Prompt:
The listing below is to be transcribed exactly.

Input material:
-- Opening Marker --

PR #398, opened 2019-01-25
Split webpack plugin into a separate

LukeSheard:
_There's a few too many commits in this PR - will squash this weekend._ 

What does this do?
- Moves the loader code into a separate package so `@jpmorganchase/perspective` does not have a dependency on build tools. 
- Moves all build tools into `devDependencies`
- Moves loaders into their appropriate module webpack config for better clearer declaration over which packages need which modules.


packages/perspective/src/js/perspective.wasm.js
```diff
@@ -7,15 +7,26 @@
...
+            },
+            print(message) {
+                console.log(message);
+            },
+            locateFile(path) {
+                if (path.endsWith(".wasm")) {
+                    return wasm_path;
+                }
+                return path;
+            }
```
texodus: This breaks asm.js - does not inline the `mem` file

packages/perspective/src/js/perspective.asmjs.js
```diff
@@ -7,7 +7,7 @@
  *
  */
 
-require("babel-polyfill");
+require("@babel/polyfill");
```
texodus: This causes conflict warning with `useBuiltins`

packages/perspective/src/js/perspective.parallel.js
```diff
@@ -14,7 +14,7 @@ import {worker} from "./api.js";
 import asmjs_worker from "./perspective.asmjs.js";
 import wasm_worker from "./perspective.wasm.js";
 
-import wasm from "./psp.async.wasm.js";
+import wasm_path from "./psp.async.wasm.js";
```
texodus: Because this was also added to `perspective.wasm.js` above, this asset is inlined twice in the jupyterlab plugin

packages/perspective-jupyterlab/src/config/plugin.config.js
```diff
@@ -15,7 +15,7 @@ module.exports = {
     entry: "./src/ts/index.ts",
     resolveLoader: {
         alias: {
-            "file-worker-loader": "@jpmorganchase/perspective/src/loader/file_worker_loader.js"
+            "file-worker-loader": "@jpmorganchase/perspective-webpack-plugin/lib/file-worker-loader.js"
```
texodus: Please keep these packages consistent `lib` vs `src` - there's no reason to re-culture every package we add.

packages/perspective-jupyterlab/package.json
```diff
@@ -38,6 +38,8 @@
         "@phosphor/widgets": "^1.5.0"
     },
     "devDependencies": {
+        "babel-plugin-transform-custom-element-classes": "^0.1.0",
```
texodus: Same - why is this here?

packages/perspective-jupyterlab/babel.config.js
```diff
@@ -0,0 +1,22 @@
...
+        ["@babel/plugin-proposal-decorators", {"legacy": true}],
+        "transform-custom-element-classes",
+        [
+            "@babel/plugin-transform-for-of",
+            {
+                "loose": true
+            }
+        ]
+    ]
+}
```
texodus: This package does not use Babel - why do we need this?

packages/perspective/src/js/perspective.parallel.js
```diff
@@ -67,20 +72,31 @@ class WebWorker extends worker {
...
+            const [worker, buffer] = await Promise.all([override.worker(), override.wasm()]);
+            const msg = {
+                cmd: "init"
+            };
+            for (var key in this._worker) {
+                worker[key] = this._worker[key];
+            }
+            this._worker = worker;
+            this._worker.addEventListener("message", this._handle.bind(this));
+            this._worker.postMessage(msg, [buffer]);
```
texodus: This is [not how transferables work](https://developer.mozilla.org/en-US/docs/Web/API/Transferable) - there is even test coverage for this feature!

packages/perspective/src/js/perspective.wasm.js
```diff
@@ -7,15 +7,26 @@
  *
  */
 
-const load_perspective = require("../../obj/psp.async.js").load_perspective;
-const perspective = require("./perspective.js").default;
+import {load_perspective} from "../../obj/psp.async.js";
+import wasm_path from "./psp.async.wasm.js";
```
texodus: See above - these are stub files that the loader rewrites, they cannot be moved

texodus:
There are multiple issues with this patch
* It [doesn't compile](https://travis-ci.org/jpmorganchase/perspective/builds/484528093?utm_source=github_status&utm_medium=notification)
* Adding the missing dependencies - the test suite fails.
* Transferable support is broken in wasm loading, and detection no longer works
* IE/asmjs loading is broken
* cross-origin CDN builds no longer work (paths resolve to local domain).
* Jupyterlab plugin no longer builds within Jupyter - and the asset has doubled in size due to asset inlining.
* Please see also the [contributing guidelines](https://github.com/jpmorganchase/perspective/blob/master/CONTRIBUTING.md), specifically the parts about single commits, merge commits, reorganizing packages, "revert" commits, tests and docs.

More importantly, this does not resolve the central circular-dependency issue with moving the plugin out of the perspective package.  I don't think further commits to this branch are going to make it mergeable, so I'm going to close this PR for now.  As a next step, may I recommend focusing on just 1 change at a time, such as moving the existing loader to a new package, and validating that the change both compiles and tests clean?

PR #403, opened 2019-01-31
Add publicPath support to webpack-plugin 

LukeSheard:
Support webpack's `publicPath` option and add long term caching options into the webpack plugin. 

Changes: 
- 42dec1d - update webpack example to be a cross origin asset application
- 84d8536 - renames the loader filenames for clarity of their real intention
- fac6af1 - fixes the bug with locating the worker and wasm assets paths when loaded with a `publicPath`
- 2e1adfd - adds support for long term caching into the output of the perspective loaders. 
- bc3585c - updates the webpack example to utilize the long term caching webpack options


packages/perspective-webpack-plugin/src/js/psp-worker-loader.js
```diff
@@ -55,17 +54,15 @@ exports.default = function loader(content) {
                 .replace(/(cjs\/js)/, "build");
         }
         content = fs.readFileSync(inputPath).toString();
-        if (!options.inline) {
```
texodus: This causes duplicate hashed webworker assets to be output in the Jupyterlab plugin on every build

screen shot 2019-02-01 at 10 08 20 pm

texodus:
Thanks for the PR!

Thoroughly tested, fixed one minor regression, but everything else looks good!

-- Closing Marker --

Written solution:
PR #398, opened 2019-01-25
Split webpack plugin into a separate

LukeSheard:
_There's a few too many commits in this PR - will squash this weekend._ 

What does this do?
- Moves the loader code into a separate package so `@jpmorganchase/perspective` does not have a dependency on build tools. 
- Moves all build tools into `devDependencies`
- Moves loaders into their appropriate module webpack config for better clearer declaration over which packages need which modules.


packages/perspective/src/js/perspective.wasm.js
```diff
@@ -7,15 +7,26 @@
...
+            },
+            print(message) {
+                console.log(message);
+            },
+            locateFile(path) {
+                if (path.endsWith(".wasm")) {
+                    return wasm_path;
+                }
+                return path;
+            }
```
texodus: This breaks asm.js - does not inline the `mem` file

packages/perspective/src/js/perspective.asmjs.js
```diff
@@ -7,7 +7,7 @@
  *
  */
 
-require("babel-polyfill");
+require("@babel/polyfill");
```
texodus: This causes conflict warning with `useBuiltins`

packages/perspective/src/js/perspective.parallel.js
```diff
@@ -14,7 +14,7 @@ import {worker} from "./api.js";
 import asmjs_worker from "./perspective.asmjs.js";
 import wasm_worker from "./perspective.wasm.js";
 
-import wasm from "./psp.async.wasm.js";
+import wasm_path from "./psp.async.wasm.js";
```
texodus: Because this was also added to `perspective.wasm.js` above, this asset is inlined twice in the jupyterlab plugin

packages/perspective-jupyterlab/src/config/plugin.config.js
```diff
@@ -15,7 +15,7 @@ module.exports = {
     entry: "./src/ts/index.ts",
     resolveLoader: {
         alias: {
-            "file-worker-loader": "@jpmorganchase/perspective/src/loader/file_worker_loader.js"
+            "file-worker-loader": "@jpmorganchase/perspective-webpack-plugin/lib/file-worker-loader.js"
```
texodus: Please keep these packages consistent `lib` vs `src` - there's no reason to re-culture every package we add.

packages/perspective-jupyterlab/package.json
```diff
@@ -38,6 +38,8 @@
         "@phosphor/widgets": "^1.5.0"
     },
     "devDependencies": {
+        "babel-plugin-transform-custom-element-classes": "^0.1.0",
```
texodus: Same - why is this here?

packages/perspective-jupyterlab/babel.config.js
```diff
@@ -0,0 +1,22 @@
...
+        ["@babel/plugin-proposal-decorators", {"legacy": true}],
+        "transform-custom-element-classes",
+        [
+            "@babel/plugin-transform-for-of",
+            {
+                "loose": true
+            }
+        ]
+    ]
+}
```
texodus: This package does not use Babel - why do we need this?

packages/perspective/src/js/perspective.parallel.js
```diff
@@ -67,20 +72,31 @@ class WebWorker extends worker {
...
+            const [worker, buffer] = await Promise.all([override.worker(), override.wasm()]);
+            const msg = {
+                cmd: "init"
+            };
+            for (var key in this._worker) {
+                worker[key] = this._worker[key];
+            }
+            this._worker = worker;
+            this._worker.addEventListener("message", this._handle.bind(this));
+            this._worker.postMessage(msg, [buffer]);
```
texodus: This is [not how transferables work](https://developer.mozilla.org/en-US/docs/Web/API/Transferable) - there is even test coverage for this feature!

packages/perspective/src/js/perspective.wasm.js
```diff
@@ -7,15 +7,26 @@
  *
  */
 
-const load_perspective = require("../../obj/psp.async.js").load_perspective;
-const perspective = require("./perspective.js").default;
+import {load_perspective} from "../../obj/psp.async.js";
+import wasm_path from "./psp.async.wasm.js";
```
texodus: See above - these are stub files that the loader rewrites, they cannot be moved

texodus:
There are multiple issues with this patch
* It [doesn't compile](https://travis-ci.org/jpmorganchase/perspective/builds/484528093?utm_source=github_status&utm_medium=notification)
* Adding the missing dependencies - the test suite fails.
* Transferable support is broken in wasm loading, and detection no longer works
* IE/asmjs loading is broken
* cross-origin CDN builds no longer work (paths resolve to local domain).
* Jupyterlab plugin no longer builds within Jupyter - and the asset has doubled in size due to asset inlining.
* Please see also the [contributing guidelines](https://github.com/jpmorganchase/perspective/blob/master/CONTRIBUTING.md), specifically the parts about single commits, merge commits, reorganizing packages, "revert" commits, tests and docs.

More importantly, this does not resolve the central circular-dependency issue with moving the plugin out of the perspective package.  I don't think further commits to this branch are going to make it mergeable, so I'm going to close this PR for now.  As a next step, may I recommend focusing on just 1 change at a time, such as moving the existing loader to a new package, and validating that the change both compiles and tests clean?

PR #403, opened 2019-01-31
Add publicPath support to webpack-plugin 

LukeSheard:
Support webpack's `publicPath` option and add long term caching options into the webpack plugin. 

Changes: 
- 42dec1d - update webpack example to be a cross origin asset application
- 84d8536 - renames the loader filenames for clarity of their real intention
- fac6af1 - fixes the bug with locating the worker and wasm assets paths when loaded with a `publicPath`
- 2e1adfd - adds support for long term caching into the output of the perspective loaders. 
- bc3585c - updates the webpack example to utilize the long term caching webpack options


packages/perspective-webpack-plugin/src/js/psp-worker-loader.js
```diff
@@ -55,17 +54,15 @@ exports.default = function loader(content) {
                 .replace(/(cjs\/js)/, "build");
         }
         content = fs.readFileSync(inputPath).toString();
-        if (!options.inline) {
```
texodus: This causes duplicate hashed webworker assets to be output in the Jupyterlab plugin on every build

screen shot 2019-02-01 at 10 08 20 pm

texodus:
Thanks for the PR!

Thoroughly tested, fixed one minor regression, but everything else looks good!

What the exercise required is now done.